Une réponse antifasciste
Il ne faut pas faire une lecture entièrement négative du résultat des élections de février 2025. Malgré une incertitude au début de la campagne sur sa capacité à intégrer le Bundestag aux élections, le parti de gauche Die Linke s’est vu accorder 8 % des suffrages. Plusieurs analystes y voient la manifestation électorale d’une réponse antifasciste plus large. Les semaines avant les élections ont vu plusieurs centaines de milliers d’Allemand-e-s prendre la rue pour dénoncer cette résurgence du fascisme. On comptait environ 38 000 manifestants à Berlin, et plus de 200 000 à Munich dans les jours avant le vote. Pour Stefan Liebich, directeur général du bureau new-yorkais de la Fondation Rosa-Luxemburg :« Les grandes manifestations antifascistes jouent un rôle majeur en Allemagne. Sans elles, le discours serait bien pire. Et ils ont contribué au fait que, malgré le glissement général vers la droite, Die Linke, en tant que force clairement du côté des migrant-e-s et des réfugié-e-s, a été renforcé lors des dernières élections».

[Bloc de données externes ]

PR #1725, opened 2026-06-15
feat(forms): UI updates to draft status button & droplist

nmajor25:
FE-160

Follow up work to https://github.com/RoundingWell/app-frontend/pull/1718.

---
## Summary by cubic
Adds a “See draft status” tooltip to the draft status button and refines the draft droplist spacing and discard hover state for clarity. Addresses FE-160 by making draft status easier to find and aligning menu styles.

- **New Features**
  - Tooltip: shows “See draft status” on hover with a slight delay; auto-hides while the droplist is open. Added i18n key at `draftStatusView.tooltip`.
  - Draft menu UI: adjusted vertical and side padding for info/saved text; discard button hover now uses a blue background with white text.

<sup>Written for commit 33f80a6968e49c895a91a80980b2dca347ab5ed7. Summary will update on new commits.</sup>

<a href="https://cubic.dev/pr/RoundingWell/app-frontend/pull/1725?utm_source=github" target="_blank" rel="noopener noreferrer" data-no-image-dialog="true"><picture><source media="(prefers-color-scheme: dark)" srcset="https://www.cubic.dev/buttons/review-in-cubic-dark.svg"><source media="(prefers-color-scheme: light)" srcset="https://www.cubic.dev/buttons/review-in-cubic-light.svg">Review in cubic</picture></a>

## Summary by CodeRabbit

* **New Features**
  * Added a “See draft status” tooltip for the draft status control, including delayed display and proper dismissal behavior.

* **Style**
  * Refined draft menu spacing with updated padding for menu info and saved-state areas.
  * Updated discard button hover styling to use a blue background with white text.

* **Tests**
  * Improved integration coverage to validate the tooltip timing, text, dismissal, and draft menu content.

### DIFF
--- a/src/js/views/forms/form/form_views.js
+++ b/src/js/views/forms/form/form_views.js
@@ -286,6 +286,31 @@ const DraftStatusView = Droplist.extend({
   initialize({ model }) {
     this.model = model;
   },
+  onShow() {
+    this._showTooltip();
+
+    this.listenTo(this.getState(), 'change:isActive', (state, isActive) => {
+      if (isActive) {
+        this._tooltip.destroy();
+        this.getView().$el.off('.tooltip');
+        return;
+      }
+
+      this._showTooltip();
+    });
+  },
+  _showTooltip() {
+    const view = this.getView();
+
+    view.$el.off('.tooltip');
+    this._tooltip = new Tooltip({
+      message: i18n.draftStatusView.tooltip,
+      uiView: view,
+      ui: view.$el,
+      orientation: 'vertical',
+      shouldDelay: true,
+    });
+  },
   showPicklist() {
     const menuView = new DraftMenuView({ model: this.model });
 
--- a/src/js/i18n/en-US.yml
+++ b/src/js/i18n/en-US.yml
@@ -118,6 +118,7 @@ careOptsFrontend:
           currentVersionButton: Back to Current Version
         draftStatusView:
           discardDraft: Discard draft...
+          tooltip: See draft status
           discardModal:
             bodyText: Discarding your unsubmitted work on this form will load the latest data for this patient, but you'll lose your unsubmitted work.
             headingText: Are you sure?
--- a/src/js/views/forms/form/form.scss
+++ b/src/js/views/forms/form/form.scss
@@ -177,17 +177,19 @@
   border-radius: 4px;
   box-shadow: 0 2px 8px rgb(0 0 0 / 12%);
   font-size: 12px;
-  padding: 12px 16px;
+  padding: 12px 0;
   white-space: nowrap;
 }
 
 .form__draft-menu-info {
   color: #{$black-40};
+  padding: 0 16px;
 }
 
 .form__draft-menu-saved {
   font-size: 14px;
   margin-top: 8px;
+  padding: 0 16px;
 }
 
 .form__draft-menu-discard-button {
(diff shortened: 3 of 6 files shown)


src/js/views/forms/form/form_views.js
```diff
@@ -286,6 +286,31 @@ const DraftStatusView = Droplist.extend({
...
+
+    view.$el.off('.tooltip');
+    this._tooltip = new Tooltip({
+      message: i18n.draftStatusView.tooltip,
+      uiView: view,
+      ui: view.$el,
+      orientation: 'vertical',
+      shouldDelay: true,
+    });
+  },
```
nmajor25, line 313: Shows tooltip only when droplist is open.

https://github.com/user-attachments/assets/4420de11-9013-494c-b3d0-82540c6708ba

nmajor25, line 313: One issue with this is the tooltips on the other buttons can show when the droplist is open:

https://github.com/user-attachments/assets/af43da07-6873-424e-85c7-cfc83309e125

nmajor25: Which I guess is already an existing issue with the submit button preference dropdown:

Image

nmajor25: I'm not sure if it's worth it. But one way to solve it would be to add a `this.model.isDroplistOpen` or something similar. And add a guard to each tooltip to stop them from showing.

Example:

```js
renderSidebarTooltip() {
  if (this.model.get('isDroplistOpen')) return;

  . . .
}
```

paulfalgout: I'm not sure we want to fix it this broadly.  this is more about tooltips in proximity to the dropdown.  needs more research at best.. another day.

src/js/views/forms/form/form_views.js
```diff
@@ -286,6 +286,31 @@ const DraftStatusView = Droplist.extend({
...
+        return;
+      }
+
+      this._showTooltip();
+    });
+  },
+  _showTooltip() {
+    const view = this.getView();
+
+    view.$el.off('.tooltip');
```
paulfalgout, line 305: I think maybe we should update the base tooltip component:

```js
onBeforeDestroy() {
  clearTimeout(this.delayTimeout);
  if (this.ui) this.ui.off('.tooltip');
},
```

paulfalgout (changes requested):

src/js/views/forms/form/form_views.js
nmajor25: Can't get this to work. It breaks other tooltips in the app.

Claude thinks it's a timing issue:

> Marionette's `triggerMethod('render')` calls `onRender` before firing the `render` event, so a new tooltip's listeners are already attached to the element by the time the old tooltip's `onBeforeDestroy` runs. With the namespace approach, the new tooltip's listeners get wiped too. The specific-handler approach should avoid that, but something in `Component.apply` (called after `setListeners` in the constructor) appears to interfere with stored bound references as instance properties.

src/js/views/forms/form/form_views.js
nmajor25: I should have named the variable different. It would just be if the draft status or submit droplists are shown. But ya for another day.

paulfalgout (approved):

Comme susmentionné, le fascisme et les rhétoriques d’exclusion sont des symptômes de notre époque qui ne se limitent pas qu’au cas allemand. Les discours attisant la haine de l’immigration et le ressentiment à l’endroit des institutions démocratiques planent sur les législatures à travers le monde. Or, l’Allemagne nous apprend qu’il est possible, et surtout souhaitable, de contre-attaquer pour préserver l’État de droit, la démocratie et le respect des droits humains. Les institutions allemandes sont solides et tiennent le coup pour l’instant, notamment grâce au « cordon sanitaire », cette pratique politique qui consiste à refuser la collaboration avec les partis d’extrême-droite. Le gouvernement conservateur du chancelier Friedrich Merz ne devrait pas déroger à cette règle. Pour ce qui est de la prévention du fascisme, Martina Renner suggère de porter attention à des signaux qui, lorsque détectés, permettent d’agir préemptivement :« Le néonazi classique n’est pas le seul à être une expression de l’idéologie fasciste. Les forces conservatrices et réactionnaires de droite ou les partisans des idéologies conspirationnistes, qui sont devenus de plus en plus fréquents pendant la pandémie de coronavirus, sont une expression de l’idéologie réactionnaire et fasciste, qui propage l’inégalité entre les personnes».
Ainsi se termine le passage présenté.